> _Dataset items_
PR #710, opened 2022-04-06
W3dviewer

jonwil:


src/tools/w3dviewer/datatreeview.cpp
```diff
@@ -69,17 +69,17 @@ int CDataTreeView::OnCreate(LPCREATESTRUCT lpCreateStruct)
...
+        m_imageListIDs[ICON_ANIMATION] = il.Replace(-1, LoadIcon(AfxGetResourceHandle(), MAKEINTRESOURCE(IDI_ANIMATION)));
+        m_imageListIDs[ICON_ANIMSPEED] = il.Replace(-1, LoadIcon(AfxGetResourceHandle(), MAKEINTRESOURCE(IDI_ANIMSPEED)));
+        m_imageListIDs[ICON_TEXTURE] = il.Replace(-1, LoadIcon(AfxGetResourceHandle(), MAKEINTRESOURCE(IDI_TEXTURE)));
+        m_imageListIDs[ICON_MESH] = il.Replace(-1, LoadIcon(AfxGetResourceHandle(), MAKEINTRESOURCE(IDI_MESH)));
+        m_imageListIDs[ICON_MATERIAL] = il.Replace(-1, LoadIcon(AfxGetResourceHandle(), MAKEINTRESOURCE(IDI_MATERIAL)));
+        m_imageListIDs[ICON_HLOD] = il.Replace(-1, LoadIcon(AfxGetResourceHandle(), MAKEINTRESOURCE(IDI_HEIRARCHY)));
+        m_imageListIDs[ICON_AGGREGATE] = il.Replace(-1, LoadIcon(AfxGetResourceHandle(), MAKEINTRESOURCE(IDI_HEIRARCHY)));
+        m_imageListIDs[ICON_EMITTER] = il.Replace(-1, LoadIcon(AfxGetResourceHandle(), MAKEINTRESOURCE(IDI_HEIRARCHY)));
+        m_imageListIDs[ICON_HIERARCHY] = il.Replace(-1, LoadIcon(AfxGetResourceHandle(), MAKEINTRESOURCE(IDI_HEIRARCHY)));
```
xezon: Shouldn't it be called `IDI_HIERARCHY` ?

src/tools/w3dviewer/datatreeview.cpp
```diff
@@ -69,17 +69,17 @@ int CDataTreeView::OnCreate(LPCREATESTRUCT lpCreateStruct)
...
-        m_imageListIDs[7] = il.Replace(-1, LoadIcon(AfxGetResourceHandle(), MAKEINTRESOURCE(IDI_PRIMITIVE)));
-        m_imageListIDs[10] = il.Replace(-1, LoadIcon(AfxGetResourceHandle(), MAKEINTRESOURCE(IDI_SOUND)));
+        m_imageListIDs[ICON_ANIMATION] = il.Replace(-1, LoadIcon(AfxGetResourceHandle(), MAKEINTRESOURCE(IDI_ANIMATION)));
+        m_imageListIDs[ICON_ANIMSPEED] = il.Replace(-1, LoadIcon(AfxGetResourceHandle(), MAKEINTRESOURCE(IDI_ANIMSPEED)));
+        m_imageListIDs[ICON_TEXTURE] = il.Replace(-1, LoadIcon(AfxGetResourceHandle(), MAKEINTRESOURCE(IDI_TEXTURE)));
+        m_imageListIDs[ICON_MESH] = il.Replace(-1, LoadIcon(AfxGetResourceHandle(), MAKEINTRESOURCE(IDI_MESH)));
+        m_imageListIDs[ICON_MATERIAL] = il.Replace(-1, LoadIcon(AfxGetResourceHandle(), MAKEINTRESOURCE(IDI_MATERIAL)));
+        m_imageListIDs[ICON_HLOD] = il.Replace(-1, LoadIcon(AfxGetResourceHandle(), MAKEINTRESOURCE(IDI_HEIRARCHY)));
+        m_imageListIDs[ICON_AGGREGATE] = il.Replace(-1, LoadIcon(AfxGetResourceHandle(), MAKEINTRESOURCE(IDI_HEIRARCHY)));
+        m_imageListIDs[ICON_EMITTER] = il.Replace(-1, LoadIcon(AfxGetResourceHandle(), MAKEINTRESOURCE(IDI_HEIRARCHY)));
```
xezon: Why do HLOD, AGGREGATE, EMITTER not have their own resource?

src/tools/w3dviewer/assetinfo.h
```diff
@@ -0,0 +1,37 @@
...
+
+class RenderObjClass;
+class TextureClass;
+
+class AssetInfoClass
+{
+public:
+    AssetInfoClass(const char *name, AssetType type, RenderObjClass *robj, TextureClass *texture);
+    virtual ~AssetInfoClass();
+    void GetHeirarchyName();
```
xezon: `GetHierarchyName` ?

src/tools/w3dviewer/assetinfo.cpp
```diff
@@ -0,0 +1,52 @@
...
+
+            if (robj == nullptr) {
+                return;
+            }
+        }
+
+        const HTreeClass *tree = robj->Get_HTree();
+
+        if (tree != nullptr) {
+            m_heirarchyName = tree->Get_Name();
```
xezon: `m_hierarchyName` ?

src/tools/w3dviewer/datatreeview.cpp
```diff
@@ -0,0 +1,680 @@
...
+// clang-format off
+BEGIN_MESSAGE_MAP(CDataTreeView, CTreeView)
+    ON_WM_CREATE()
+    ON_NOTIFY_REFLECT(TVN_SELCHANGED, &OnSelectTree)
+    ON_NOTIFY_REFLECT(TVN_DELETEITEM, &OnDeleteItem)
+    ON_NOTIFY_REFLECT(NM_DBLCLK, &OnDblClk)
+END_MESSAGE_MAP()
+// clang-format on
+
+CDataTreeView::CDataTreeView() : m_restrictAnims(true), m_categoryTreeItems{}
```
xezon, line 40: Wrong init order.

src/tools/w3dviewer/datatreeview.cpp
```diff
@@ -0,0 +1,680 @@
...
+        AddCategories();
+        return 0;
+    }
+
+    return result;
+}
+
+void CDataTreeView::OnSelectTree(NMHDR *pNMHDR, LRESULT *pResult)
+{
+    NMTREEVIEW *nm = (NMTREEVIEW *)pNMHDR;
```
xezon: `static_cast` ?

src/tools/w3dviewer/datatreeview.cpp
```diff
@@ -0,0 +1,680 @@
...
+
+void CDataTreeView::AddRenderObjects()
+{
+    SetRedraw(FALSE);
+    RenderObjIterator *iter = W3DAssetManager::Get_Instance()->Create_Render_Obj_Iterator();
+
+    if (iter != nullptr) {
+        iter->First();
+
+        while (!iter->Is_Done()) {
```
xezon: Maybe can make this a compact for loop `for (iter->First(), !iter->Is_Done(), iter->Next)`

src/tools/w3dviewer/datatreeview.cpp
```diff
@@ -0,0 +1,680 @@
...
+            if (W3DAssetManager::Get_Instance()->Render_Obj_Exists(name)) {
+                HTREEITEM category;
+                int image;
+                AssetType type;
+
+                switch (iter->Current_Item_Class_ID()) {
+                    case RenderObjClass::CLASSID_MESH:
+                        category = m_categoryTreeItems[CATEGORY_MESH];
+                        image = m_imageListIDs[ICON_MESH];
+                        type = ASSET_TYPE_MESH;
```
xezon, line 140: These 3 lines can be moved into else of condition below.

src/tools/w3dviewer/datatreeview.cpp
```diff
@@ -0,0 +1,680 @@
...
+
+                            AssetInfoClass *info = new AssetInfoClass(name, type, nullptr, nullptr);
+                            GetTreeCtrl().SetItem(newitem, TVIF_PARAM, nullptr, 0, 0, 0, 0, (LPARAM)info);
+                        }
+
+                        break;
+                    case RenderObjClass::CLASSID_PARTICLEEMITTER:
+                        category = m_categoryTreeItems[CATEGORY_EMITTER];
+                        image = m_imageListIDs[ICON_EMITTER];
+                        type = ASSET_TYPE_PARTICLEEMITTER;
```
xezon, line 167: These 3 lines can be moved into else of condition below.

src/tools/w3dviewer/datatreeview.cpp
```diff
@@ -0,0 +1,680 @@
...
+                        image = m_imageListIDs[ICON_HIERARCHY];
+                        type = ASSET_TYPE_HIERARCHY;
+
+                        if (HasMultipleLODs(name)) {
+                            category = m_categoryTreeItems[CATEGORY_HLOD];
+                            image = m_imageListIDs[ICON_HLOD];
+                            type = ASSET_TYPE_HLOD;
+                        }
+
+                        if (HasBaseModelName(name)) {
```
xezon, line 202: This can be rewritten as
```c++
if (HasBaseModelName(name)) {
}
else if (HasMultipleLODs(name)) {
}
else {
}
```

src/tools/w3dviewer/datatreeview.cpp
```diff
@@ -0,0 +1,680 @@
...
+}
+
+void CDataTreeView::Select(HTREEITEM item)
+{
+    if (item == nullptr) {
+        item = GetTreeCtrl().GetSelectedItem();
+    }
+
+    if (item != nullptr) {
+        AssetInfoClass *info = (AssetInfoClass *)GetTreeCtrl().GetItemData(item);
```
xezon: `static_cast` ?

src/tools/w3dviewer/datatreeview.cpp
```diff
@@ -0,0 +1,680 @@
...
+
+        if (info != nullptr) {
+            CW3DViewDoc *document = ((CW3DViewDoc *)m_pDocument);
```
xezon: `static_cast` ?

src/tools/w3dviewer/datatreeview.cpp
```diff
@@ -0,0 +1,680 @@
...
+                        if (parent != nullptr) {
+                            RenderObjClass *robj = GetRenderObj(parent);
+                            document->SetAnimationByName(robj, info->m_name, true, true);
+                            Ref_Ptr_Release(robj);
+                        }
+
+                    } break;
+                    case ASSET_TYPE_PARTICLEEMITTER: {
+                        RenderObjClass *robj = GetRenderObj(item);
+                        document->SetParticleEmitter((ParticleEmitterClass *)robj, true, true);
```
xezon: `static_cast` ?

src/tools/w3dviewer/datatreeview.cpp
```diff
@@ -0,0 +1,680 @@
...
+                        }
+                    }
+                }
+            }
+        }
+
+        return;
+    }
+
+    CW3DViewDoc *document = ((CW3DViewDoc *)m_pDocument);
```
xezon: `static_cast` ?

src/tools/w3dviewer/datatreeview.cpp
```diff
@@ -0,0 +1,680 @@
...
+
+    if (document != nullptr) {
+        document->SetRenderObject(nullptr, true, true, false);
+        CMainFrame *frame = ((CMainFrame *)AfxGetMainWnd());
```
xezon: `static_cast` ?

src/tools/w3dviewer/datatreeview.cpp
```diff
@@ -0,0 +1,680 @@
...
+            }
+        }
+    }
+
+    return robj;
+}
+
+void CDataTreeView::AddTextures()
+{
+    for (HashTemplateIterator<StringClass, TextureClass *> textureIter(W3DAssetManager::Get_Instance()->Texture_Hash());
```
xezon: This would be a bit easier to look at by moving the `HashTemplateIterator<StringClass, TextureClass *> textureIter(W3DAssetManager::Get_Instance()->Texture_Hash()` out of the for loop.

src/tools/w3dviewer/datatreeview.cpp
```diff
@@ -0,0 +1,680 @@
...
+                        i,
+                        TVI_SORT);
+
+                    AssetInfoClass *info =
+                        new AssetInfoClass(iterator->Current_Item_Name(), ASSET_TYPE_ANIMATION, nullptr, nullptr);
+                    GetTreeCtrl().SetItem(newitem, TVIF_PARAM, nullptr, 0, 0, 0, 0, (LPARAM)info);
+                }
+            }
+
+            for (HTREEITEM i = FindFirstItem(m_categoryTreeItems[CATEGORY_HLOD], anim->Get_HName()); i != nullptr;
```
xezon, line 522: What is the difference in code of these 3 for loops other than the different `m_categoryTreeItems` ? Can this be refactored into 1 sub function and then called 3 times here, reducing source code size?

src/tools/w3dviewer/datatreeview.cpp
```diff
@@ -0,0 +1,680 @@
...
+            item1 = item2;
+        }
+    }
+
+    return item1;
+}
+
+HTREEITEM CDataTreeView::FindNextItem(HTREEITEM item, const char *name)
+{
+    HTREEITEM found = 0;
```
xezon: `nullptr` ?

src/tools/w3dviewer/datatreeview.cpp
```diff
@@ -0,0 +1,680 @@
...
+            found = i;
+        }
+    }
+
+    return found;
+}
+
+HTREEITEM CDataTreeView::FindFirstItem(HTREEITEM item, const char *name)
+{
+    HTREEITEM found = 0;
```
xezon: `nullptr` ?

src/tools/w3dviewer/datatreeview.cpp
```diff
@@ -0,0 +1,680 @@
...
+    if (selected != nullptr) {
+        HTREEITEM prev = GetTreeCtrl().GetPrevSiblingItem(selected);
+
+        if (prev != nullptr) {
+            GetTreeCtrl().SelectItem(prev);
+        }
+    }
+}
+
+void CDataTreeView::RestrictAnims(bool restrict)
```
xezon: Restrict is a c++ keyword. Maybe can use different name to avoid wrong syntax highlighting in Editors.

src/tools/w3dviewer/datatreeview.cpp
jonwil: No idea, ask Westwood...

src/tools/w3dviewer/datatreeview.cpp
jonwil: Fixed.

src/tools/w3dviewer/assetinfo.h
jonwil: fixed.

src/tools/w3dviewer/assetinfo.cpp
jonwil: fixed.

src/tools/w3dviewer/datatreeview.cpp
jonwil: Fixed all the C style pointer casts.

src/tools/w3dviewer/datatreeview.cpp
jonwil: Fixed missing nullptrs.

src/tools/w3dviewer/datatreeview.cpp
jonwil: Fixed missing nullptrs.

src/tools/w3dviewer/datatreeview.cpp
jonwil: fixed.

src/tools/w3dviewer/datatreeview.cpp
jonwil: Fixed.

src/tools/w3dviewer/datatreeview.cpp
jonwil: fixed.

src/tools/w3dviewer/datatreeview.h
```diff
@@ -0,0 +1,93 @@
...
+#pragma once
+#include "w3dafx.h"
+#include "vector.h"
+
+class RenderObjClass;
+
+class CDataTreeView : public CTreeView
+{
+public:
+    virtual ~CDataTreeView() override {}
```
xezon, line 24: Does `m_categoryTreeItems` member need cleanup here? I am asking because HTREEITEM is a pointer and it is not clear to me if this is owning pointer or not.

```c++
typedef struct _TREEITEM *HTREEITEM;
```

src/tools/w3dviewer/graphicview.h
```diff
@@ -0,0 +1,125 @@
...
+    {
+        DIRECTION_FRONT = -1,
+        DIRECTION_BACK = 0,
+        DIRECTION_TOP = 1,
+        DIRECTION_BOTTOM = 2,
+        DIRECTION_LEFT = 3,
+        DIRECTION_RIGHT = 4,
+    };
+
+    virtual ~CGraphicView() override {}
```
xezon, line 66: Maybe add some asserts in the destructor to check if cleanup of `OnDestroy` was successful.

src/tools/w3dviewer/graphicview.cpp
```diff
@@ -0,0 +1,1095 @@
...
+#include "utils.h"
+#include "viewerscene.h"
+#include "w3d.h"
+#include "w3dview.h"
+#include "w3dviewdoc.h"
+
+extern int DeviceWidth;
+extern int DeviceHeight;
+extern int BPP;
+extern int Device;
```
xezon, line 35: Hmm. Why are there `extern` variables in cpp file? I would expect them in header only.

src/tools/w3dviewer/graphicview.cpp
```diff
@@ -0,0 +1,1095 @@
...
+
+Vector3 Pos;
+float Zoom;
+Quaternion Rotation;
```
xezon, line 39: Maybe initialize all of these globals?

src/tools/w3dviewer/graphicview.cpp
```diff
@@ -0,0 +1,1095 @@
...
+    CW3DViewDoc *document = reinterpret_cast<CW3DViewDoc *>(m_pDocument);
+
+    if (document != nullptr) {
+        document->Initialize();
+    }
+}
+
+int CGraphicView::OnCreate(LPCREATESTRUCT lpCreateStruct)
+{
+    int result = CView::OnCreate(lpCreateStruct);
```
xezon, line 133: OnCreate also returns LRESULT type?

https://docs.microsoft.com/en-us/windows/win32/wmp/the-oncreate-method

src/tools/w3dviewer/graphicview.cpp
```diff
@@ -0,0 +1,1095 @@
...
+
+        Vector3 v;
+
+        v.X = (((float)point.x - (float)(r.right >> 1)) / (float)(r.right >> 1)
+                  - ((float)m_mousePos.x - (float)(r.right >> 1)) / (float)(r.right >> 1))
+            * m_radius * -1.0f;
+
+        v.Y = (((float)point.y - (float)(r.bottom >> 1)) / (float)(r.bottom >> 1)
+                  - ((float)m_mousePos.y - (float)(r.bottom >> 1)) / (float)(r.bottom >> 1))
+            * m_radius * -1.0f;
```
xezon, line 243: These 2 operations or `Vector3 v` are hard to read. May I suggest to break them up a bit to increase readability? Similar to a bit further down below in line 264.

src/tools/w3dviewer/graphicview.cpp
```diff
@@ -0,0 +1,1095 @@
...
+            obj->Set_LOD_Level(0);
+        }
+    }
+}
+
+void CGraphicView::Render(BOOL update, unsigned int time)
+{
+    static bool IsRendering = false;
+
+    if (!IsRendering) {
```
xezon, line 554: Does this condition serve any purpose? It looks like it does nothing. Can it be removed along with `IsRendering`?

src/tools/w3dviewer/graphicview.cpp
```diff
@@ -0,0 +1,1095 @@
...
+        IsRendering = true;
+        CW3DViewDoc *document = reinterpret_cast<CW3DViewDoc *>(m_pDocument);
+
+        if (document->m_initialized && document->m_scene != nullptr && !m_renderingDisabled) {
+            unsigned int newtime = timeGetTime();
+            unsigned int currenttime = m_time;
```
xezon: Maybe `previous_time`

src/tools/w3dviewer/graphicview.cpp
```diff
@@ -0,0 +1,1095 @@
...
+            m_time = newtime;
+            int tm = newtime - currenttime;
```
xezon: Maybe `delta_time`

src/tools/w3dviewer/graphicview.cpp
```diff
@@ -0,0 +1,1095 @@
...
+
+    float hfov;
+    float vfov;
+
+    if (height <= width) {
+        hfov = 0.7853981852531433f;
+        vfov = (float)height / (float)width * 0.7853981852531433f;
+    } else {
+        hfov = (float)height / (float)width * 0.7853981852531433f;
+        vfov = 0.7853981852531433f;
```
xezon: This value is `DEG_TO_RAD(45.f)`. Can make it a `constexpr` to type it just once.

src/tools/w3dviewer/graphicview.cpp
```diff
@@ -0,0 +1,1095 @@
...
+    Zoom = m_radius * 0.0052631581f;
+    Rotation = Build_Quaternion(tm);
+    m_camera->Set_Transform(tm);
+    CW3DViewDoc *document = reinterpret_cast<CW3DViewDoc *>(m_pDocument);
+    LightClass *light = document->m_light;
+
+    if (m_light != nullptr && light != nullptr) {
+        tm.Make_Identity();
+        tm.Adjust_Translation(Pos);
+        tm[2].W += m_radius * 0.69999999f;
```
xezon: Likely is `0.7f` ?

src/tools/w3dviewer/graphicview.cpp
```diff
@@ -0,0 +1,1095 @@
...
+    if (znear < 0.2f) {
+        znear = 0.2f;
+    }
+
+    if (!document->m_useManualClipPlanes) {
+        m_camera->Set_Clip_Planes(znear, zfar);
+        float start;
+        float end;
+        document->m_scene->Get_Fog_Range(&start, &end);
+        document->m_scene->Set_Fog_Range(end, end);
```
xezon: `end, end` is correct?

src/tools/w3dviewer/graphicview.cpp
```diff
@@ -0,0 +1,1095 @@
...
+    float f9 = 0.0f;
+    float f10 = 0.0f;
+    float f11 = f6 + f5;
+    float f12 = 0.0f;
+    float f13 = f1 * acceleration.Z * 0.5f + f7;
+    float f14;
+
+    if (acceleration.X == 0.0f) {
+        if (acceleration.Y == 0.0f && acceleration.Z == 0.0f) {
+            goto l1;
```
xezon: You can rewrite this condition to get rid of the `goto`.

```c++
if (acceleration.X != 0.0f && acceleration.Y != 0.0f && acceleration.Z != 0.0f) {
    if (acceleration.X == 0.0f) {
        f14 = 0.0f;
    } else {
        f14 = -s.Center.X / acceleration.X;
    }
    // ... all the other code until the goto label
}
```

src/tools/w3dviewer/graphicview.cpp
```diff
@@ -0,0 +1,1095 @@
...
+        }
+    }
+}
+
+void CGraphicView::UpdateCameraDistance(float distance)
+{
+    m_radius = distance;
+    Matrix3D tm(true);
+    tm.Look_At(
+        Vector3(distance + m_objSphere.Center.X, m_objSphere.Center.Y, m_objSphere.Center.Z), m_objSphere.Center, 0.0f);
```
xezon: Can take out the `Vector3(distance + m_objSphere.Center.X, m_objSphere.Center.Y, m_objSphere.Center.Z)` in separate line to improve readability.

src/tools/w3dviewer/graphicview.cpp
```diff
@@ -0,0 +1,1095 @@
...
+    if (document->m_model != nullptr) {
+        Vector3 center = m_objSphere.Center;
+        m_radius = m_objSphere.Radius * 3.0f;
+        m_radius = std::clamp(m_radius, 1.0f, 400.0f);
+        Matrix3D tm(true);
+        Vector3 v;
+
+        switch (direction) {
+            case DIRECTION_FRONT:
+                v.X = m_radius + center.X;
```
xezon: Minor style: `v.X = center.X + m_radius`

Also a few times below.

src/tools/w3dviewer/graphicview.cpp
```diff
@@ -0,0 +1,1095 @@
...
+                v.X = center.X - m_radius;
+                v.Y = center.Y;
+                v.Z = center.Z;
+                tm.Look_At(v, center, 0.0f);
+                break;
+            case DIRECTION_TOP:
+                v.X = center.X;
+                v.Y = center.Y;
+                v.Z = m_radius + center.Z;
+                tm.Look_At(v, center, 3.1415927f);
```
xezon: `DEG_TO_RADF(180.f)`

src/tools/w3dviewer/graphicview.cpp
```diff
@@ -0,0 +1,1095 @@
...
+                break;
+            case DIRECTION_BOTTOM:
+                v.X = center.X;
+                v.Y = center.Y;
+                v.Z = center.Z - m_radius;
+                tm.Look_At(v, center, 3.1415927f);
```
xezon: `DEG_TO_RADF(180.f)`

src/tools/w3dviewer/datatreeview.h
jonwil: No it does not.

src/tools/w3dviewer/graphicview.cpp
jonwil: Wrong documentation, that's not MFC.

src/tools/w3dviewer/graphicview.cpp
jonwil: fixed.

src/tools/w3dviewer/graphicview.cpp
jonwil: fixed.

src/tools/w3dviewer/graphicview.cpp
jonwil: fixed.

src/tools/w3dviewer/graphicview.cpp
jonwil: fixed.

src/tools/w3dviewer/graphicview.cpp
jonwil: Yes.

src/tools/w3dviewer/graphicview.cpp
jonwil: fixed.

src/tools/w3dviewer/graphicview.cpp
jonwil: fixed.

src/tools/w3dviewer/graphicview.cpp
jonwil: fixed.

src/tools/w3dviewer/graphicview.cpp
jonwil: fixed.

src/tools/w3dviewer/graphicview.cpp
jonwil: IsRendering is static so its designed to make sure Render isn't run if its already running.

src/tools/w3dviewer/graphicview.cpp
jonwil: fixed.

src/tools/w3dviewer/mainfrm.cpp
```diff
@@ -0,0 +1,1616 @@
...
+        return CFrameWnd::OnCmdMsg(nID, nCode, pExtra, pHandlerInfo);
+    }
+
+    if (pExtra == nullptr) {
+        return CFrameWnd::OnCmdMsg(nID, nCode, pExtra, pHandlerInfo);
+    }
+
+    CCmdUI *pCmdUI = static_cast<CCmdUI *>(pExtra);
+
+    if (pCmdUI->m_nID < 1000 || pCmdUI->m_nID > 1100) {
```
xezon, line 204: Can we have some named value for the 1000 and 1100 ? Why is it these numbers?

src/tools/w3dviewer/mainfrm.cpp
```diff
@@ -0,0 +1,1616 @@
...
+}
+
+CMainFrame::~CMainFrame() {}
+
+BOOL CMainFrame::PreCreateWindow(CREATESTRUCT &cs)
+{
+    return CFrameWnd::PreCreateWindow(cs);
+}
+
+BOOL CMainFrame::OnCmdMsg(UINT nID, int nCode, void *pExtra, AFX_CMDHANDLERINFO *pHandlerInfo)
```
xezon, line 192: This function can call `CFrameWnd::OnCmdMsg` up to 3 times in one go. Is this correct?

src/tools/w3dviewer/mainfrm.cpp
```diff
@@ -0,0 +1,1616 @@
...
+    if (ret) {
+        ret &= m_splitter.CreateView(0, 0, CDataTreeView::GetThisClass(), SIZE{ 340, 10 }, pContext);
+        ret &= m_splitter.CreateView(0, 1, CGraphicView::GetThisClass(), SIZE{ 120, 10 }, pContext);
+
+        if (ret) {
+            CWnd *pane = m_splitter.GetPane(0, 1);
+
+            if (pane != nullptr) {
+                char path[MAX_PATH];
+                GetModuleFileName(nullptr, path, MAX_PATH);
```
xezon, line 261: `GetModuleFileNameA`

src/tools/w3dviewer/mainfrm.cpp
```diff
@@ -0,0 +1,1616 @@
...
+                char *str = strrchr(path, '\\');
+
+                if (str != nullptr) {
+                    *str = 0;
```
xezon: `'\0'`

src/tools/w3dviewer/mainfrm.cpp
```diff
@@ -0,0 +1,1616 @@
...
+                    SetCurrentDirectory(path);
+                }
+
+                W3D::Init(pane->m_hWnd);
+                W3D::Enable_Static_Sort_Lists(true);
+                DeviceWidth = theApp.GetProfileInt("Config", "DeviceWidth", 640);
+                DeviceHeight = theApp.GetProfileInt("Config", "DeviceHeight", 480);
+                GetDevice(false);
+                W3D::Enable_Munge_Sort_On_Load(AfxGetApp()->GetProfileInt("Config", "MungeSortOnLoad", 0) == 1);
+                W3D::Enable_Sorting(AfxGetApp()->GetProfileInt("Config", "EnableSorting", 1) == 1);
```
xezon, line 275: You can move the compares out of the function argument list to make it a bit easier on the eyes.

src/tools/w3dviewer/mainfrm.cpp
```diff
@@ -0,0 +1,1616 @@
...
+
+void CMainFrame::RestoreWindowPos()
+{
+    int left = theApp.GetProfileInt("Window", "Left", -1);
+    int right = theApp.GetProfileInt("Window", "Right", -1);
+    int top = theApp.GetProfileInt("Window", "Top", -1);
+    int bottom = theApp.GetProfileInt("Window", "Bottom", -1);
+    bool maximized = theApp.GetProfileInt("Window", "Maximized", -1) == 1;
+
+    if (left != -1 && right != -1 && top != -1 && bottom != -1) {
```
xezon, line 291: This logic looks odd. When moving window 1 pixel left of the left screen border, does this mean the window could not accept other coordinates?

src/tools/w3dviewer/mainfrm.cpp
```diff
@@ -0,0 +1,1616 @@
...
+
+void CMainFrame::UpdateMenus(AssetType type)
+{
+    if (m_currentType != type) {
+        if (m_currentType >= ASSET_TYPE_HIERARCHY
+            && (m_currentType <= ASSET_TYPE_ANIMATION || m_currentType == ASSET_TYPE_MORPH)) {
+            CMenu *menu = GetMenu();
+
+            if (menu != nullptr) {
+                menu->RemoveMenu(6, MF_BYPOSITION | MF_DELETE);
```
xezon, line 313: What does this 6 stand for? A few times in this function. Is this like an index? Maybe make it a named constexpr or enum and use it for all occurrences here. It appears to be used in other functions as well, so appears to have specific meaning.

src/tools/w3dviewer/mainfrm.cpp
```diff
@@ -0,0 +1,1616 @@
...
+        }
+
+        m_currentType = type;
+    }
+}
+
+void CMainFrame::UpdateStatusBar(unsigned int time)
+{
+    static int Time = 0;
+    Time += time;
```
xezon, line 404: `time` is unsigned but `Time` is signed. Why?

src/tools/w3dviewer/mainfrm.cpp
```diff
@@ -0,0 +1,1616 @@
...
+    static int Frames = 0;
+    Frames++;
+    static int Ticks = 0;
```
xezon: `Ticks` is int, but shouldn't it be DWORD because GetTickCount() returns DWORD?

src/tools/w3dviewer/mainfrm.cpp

> _Task brief_
Could you work out how many lines above contain the string "HashTemplateIterator"? Answer with the number only.

> _Answer to this problem_
2